Stored data
PR #1956, opened 2023-06-15
chore: spring-cloud-generator script refactor

emmileaf:
This PR refactors spring-cloud-generator scripts, with the following goals:
* Small fix for pattern-matching when sorting README table entries (follow-up on [1529-comment](https://github.com/GoogleCloudPlatform/spring-cloud-gcp/pull/1529#discussion_r1088179838))
* Post-migration follow-up: simplify amount of script processing and files
  - Different piecewise scripts (e.g. `generate-one.sh`, `setup-build-rule.sh`, ...) consolidated into functions living in `generate-steps.sh`
  - Main script of `generate.sh` contains end-to-end workflow that invokes the various functions defined above
  - This also sets up pieces of the generation generation steps for potential reuse / reducing duplication in the showcase testing generation script ([#1957](https://github.com/GoogleCloudPlatform/spring-cloud-gcp/pull/1957)), though related changes are not made in this PR to keep the refactoring incremental.

- [x] Adjustments to github actions workflow using refactored scripts tested in ([workflow run](https://github.com/GoogleCloudPlatform/spring-cloud-gcp/actions/runs/5283179730)) - only expected change pushed is tweak to README from template change (https://github.com/GoogleCloudPlatform/spring-cloud-gcp/pull/1956/commits/70e22abebae923894de1e3560bbcc23f5a234442)


spring-cloud-generator/scripts/generate-steps.sh
```diff
@@ -0,0 +1,195 @@
+#!/bin/bash
+
+# Cleans the spring-cloud-previews folder and replaces its contents with an
+# empty setup (i.e. empty readme, no libraries, pom without modules)
+function reset_previews_folder() {
+  cd ${SPRING_GENERATOR_DIR}
```
diegomarquezp, line 6: nit: we could avoid assuming `SPRING_GENERATOR_DIR` is set by relying on a function in this same file. Maybe it can fail if it's not set instead of defaulting to `pwd`, or maybe add a main comment section at the beginning of the file explaining that it needs to be set

spring-cloud-generator/scripts/generate-steps.sh
```diff
@@ -0,0 +1,195 @@
...
+    | xargs bazelisk build --tool_java_language_version=17 --tool_java_runtime_version=remotejdk_17 2>&1 \
+    | tee tmp-output || save_error_info "bazel_build"
+}
+
+# Add module to aggregator POM in the appropriate location, with check for existence.
+#
+# $1 - path-to-pom-file (e.g. path/to/pom.xml)
+# $2 - starter-artifact-id (e.g. google-cloud-accessapproval-spring-starter)
+function add_module_to_pom () {
+  xmllint --debug --nsclean --xpath  "//*[local-name()='module']/text()" $1 \
```
diegomarquezp, line 120: nit: for consistency among functions, we can declare a variable containing `$1` like others do (`path_to_pom=$1`)

diegomarquezp (approved):
LGTM overall, just a couple nits. Thanks for tidying this up!

spring-cloud-generator/scripts/generate-library-list.sh
```diff
@@ -10,20 +13,17 @@ do
 done
 echo "Monorepo tag: $commitish";
 
-# install jq for json parsing if not already installed
-sudo apt-get -y install jq
```
diegomarquezp, line 14: does `jq` come by default in GH actions?

meltsufin (approved):

PR #1999, opened 2023-07-05
chore: fix spring-cloud-generator scripts after refactor

emmileaf:
Fixing a miss from script refactor in https://github.com/GoogleCloudPlatform/spring-cloud-gcp/pull/1956:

## Assignment
Repeat all the entries word for word.

## Exercise result
PR #1956, opened 2023-06-15
chore: spring-cloud-generator script refactor

emmileaf:
This PR refactors spring-cloud-generator scripts, with the following goals:
* Small fix for pattern-matching when sorting README table entries (follow-up on [1529-comment](https://github.com/GoogleCloudPlatform/spring-cloud-gcp/pull/1529#discussion_r1088179838))
* Post-migration follow-up: simplify amount of script processing and files
  - Different piecewise scripts (e.g. `generate-one.sh`, `setup-build-rule.sh`, ...) consolidated into functions living in `generate-steps.sh`
  - Main script of `generate.sh` contains end-to-end workflow that invokes the various functions defined above
  - This also sets up pieces of the generation generation steps for potential reuse / reducing duplication in the showcase testing generation script ([#1957](https://github.com/GoogleCloudPlatform/spring-cloud-gcp/pull/1957)), though related changes are not made in this PR to keep the refactoring incremental.

- [x] Adjustments to github actions workflow using refactored scripts tested in ([workflow run](https://github.com/GoogleCloudPlatform/spring-cloud-gcp/actions/runs/5283179730)) - only expected change pushed is tweak to README from template change (https://github.com/GoogleCloudPlatform/spring-cloud-gcp/pull/1956/commits/70e22abebae923894de1e3560bbcc23f5a234442)


spring-cloud-generator/scripts/generate-steps.sh
```diff
@@ -0,0 +1,195 @@
+#!/bin/bash
+
+# Cleans the spring-cloud-previews folder and replaces its contents with an
+# empty setup (i.e. empty readme, no libraries, pom without modules)
+function reset_previews_folder() {
+  cd ${SPRING_GENERATOR_DIR}
```
diegomarquezp, line 6: nit: we could avoid assuming `SPRING_GENERATOR_DIR` is set by relying on a function in this same file. Maybe it can fail if it's not set instead of defaulting to `pwd`, or maybe add a main comment section at the beginning of the file explaining that it needs to be set

spring-cloud-generator/scripts/generate-steps.sh
```diff
@@ -0,0 +1,195 @@
...
+    | xargs bazelisk build --tool_java_language_version=17 --tool_java_runtime_version=remotejdk_17 2>&1 \
+    | tee tmp-output || save_error_info "bazel_build"
+}
+
+# Add module to aggregator POM in the appropriate location, with check for existence.
+#
+# $1 - path-to-pom-file (e.g. path/to/pom.xml)
+# $2 - starter-artifact-id (e.g. google-cloud-accessapproval-spring-starter)
+function add_module_to_pom () {
+  xmllint --debug --nsclean --xpath  "//*[local-name()='module']/text()" $1 \
```
diegomarquezp, line 120: nit: for consistency among functions, we can declare a variable containing `$1` like others do (`path_to_pom=$1`)

diegomarquezp (approved):
LGTM overall, just a couple nits. Thanks for tidying this up!

spring-cloud-generator/scripts/generate-library-list.sh
```diff
@@ -10,20 +13,17 @@ do
 done
 echo "Monorepo tag: $commitish";
 
-# install jq for json parsing if not already installed
-sudo apt-get -y install jq
```
diegomarquezp, line 14: does `jq` come by default in GH actions?

meltsufin (approved):

PR #1999, opened 2023-07-05
chore: fix spring-cloud-generator scripts after refactor

emmileaf:
Fixing a miss from script refactor in https://github.com/GoogleCloudPlatform/spring-cloud-gcp/pull/1956:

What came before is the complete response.